Copy every line from the records below that holds the word "aliases".
[Opening DATA FOR THIS TASK section]
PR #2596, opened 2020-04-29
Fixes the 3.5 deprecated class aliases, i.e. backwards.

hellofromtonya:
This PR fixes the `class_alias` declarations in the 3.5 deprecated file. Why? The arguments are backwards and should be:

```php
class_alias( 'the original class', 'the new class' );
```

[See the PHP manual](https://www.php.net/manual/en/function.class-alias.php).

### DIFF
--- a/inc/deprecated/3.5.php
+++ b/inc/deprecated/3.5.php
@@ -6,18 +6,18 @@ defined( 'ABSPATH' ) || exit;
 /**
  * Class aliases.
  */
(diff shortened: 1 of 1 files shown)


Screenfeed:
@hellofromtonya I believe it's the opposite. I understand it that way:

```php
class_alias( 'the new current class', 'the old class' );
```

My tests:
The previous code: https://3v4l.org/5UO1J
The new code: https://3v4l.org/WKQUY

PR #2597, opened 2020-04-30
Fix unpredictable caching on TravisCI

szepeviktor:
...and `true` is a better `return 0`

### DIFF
[Closing DATA FOR THIS TASK section]
EXERCISE SOLUTION:
Fixes the 3.5 deprecated class aliases, i.e. backwards.
  * Class aliases.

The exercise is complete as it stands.